*WORK ITEM*
Within the material below, locate the line with "## Test plan" and the line with "- Open the Soil", then return those two lines and all lines between them, exactly as written.
___ EXERCISE DATA
PR #906, opened 2026-08-30
fix(SF-905): exempt wheel-flattened foliage from amendment burn

### LINKED ISSUE #905: Tire-track foliage state still takes the amendment burn, closing the only lime window on year-round perennials
### Mod Version

2.5.0.0

1.21.1.0

### Game Mode

Singleplayer

### What happened?

Follow-up to #842. That fix closed the *cut state* half of the hole; the **tire-track state** is still open, and for year-round perennials it closes the only application window they have.

Nearly every foliage definition declares a wheel-flattened state right after the cut state, and it is explicitly **not** a cut state:

```xml
<!-- FS25_CrestonNE/maps/foliage/mint/mint.xml -->
<foliageState name="cut"        ... isCut="true"  isDestructibleByWheel="true" isMulched="true"/>
<foliageState name="tiretracks" ... isDestructedByWheel="true" isDestructibleByDisaster="true"/>

<!-- alfalfa.xml -->
<foliageState name="5 cut"    isCut="true"  .../>
<foliageState name="6 TRACKS" isCut="false" isDestructedByWheel="true" .../>
```

`isCut="false"` (or simply absent) means `fruitDesc.cutStates[gs]` is `nil` there, so the guard added in #842 does not cover it:

```lua
if fruitDesc.cutStates and fruitDesc.cutStates[gs] then return false end
if fruitDesc.witheredState and gs == fruitDesc.witheredState then return false end
```

After mowing, a field is a **mix** of cut cells and track cells — the tracks are exactly where the mower and the baler drove. `applyFertilizer` samples one point (`FieldState:update`) to decide `hasCrop` / `burnExempt`, so whether you take an 80% lime burn on a freshly-cut field is down to whether that single sample lands in a wheel rut. In practice on a mowed field it very often does.

Worked example, mint on CrestonNE (`minHarvestingGrowthState = 5`, so `establishedState = max(2, ceil(5 * 0.33)) = 2`):

| gs | state | `cutStates[gs]` | `isAmendmentBurnRisk` |
|---|---|---|---|
| 5 | `harvestReady` | – | true (correct) |
| 6 | `cut` | true | **false** (correct, #842) |
| 7 | `tiretracks` | nil | **true** — burns |

Miscanthus (`7 cut` / `8 TRACKS`) behaves identically. Alfalfa escapes only by luck: its `6 TRACKS` sits above `maxHarvestingGrowthState = 4`, so the perennial branch happens to return false — the annual branch has no such backstop.

Why this bites harder than the stubble case in #842: mint, miscanthus and alfalfa stand on the field year-round. The cut window is the *only* time there is no canopy, so it is the only time you can lime or top-dress at all. Losing the track cells inside that window means these crops effectively cannot be limed for the life of the stand. The same helper drives the HUD, so `Amend. burn risk: Yes` also shows while parked in the tracks of a field that was cut an hour ago.

### Steps to Reproduce

1. Sow mint or miscanthus (any map with a `isDestructedByWheel` track state — CrestonNE, or vanilla barley/canola/maize all have one)
2. Mow it, then drive the field so wheel tracks are laid down
3. Park in a track and check the Soil Monitor: `Amend. burn risk: Yes`, on a field with no canopy
4. Apply LIME / LIQUIDLIME → `amendBurnPenalty` ramps toward `LIME_MAX` (-80%)

### Fix I'm running locally

The engine already resolves this state for us. `FruitTypeDesc.loadFromFoliageXMLFile` parses `isDestructedByWheel="true"` into a single scalar (`fruits/FruitTypeDesc.lua:295-299`, initialised nil at `:147`), so no name matching or per-map table is needed:

```lua
if fruitDesc.cutStates and fruitDesc.cutStates[gs] then return false end
if fruitDesc.witheredState and gs == fruitDesc.witheredState then return false end
-- Wheel-flattened foliage ("tire tracks") is not a canopy either.
if fruitDesc.wheelDestructionState and gs == fruitDesc.wheelDestructionState then return false end
```

Only one state per fruit type can carry the flag (the engine logs an `xmlWarning` and overwrites otherwise), and I checked every foliage XML shipped by the base game data and by CrestonNE — it always lands on a track / stubble / harvested / destroyed state, never on a productive one. Grass and meadow set it on the `cut` state itself, so for those it is a no-op. So the guard cannot accidentally exempt a standing crop.

Two related states, flagged but not changed, since I'd rather you make the call:

- **`fruitDesc.disasterDestructionState`** (same parse block, `:307-311`, but initialised to `0` not `nil`, so it needs a `> 0` test). A hail-flattened crop is arguably as much "no canopy left" as a wheel rut.
- **The single-point sample.** #842 already noted `hasCrop` reads `fsField.posX/posZ` rather than `_lastSprayX/_lastSprayZ`. Even sampling the right spot, one point deciding a whole-field penalty is what makes the cut/track mix a coin flip. A cut-state or track-state hit anywhere in the sprayed area arguably ought to exempt the pass.

TheCodingDad-TisonK:
Closes #905 (follow-up to #842).

## Problem
`isAmendmentBurnRisk` only exempted `cutStates` and `witheredState`, so a **tire-track** cell (`isCut="false"`, `cutStates[gs]` nil) fell straight through the #842 guard. After mowing, a field is a mix of `cut` and `tiretracks` cells, and `applyFertilizer` decides the whole-field burn from a single sample point, so liming a canopy-free field took the -80% `LIME_MAX` burn whenever the sample landed in a wheel rut. This hits year-round perennials (mint, miscanthus) hardest: the cut window is their only application window, so they effectively could not be limed for the life of the stand. The same helper drives the HUD, so `Amend. burn risk: Yes` also showed in the tracks of a freshly-cut field.

## Fix
Guard on `fruitDesc.wheelDestructionState`. The engine parses `isDestructedByWheel` into a single scalar (`FruitTypeDesc.lua:149` nil-init, `:294-298` parse), can only set it on **one state per fruit** (it logs an overwrite warning otherwise), and it always lands on a track/stubble/harvested state, never a productive one. On grass/meadow it sits on the `cut` state, so it is a no-op there. It therefore cannot exempt a standing crop.

```lua
if fruitDesc.wheelDestructionState and gs == fruitDesc.wheelDestructionState then return false end
```

One file, +5 lines (guard + comment). Lua 5.1 syntax gate and lint pass.

## Not in this PR (routed to design)
Two related items the reporter flagged are design decisions, routed to Arissani via the ledger, and intentionally **not** touched here:
- `disasterDestructionState` — should a hail-flattened crop be lime-safe? (needs a `> 0` test, inits to 0 not nil)
- The single-point sample deciding a whole-field penalty (making any cut/track cell in the sprayed area exempt the pass).

### DIFF
--- a/src/SoilFertilitySystem.lua
+++ b/src/SoilFertilitySystem.lua
@@ -5343,6 +5343,11 @@ function SoilFertilitySystem:isAmendmentBurnRisk(fruitTypeIndex, growthState)
     local cutStates = fruitDesc.cutStates
     if cutStates and cutStates[gs] then return false end
     if fruitDesc.witheredState and gs == fruitDesc.witheredState then return false end
+    -- Wheel-flattened foliage ("tire tracks") is not a canopy either, so a rut on a freshly-cut
+    -- field must not take the amendment burn (#905, follow-up to #842). The engine parses
+    -- isDestructedByWheel into a single wheelDestructionState (nil until set, one state per fruit),
+    -- so this can never exempt a standing crop; on grass/meadow it lands on the cut state (no-op).
+    if fruitDesc.wheelDestructionState and gs == fruitDesc.wheelDestructionState then return false end
     if fruitName and perennialSet and perennialSet[fruitName] then
         local minH = fruitDesc.minHarvestingGrowthState
         local maxH = fruitDesc.maxHarvestingGrowthState


sasha-rf (approved):

PR #908, opened 2026-08-31
Keep sprayer cab panels on hide-all, and show live key hints

WizardlyPayload:
## Summary
- Sprayer, spreader, and harvester cab panels stay useful when suite hide-all is on. Soil Monitor, trails, and minimap still hide.
- On-screen Soil key hints (HUD drag, handful changelog, field guide, settings copy) now show the player's live binds instead of shipped defaults. German Umschalt is not eaten.

## Test plan
- In a sprayer, Right Shift+G: rate / VRA / sprayer info stay; monitor hides.
- Rebind HUD drag and handful; HUD hint and handful changelog should follow the new keys.
- Open the Soil field guide and independent-panels setting; chords should match the live binds.

### DIFF
--- a/modDesc.xml
+++ b/modDesc.xml
@@ -1,7 +1,7 @@
 <?xml version="1.0" encoding="utf-8" standalone="no" ?>
 <modDesc descVersion="108">
     <author>TisonK</author>
-    <version>2.5.0.85</version>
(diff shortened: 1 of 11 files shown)


sasha-rf (approved):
______
*ANSWER*
## Test plan
- In a sprayer, Right Shift+G: rate / VRA / sprayer info stay; monitor hides.
- Rebind HUD drag and handful; HUD hint and handful changelog should follow the new keys.
- Open the Soil field guide and independent-panels setting; chords should match the live binds.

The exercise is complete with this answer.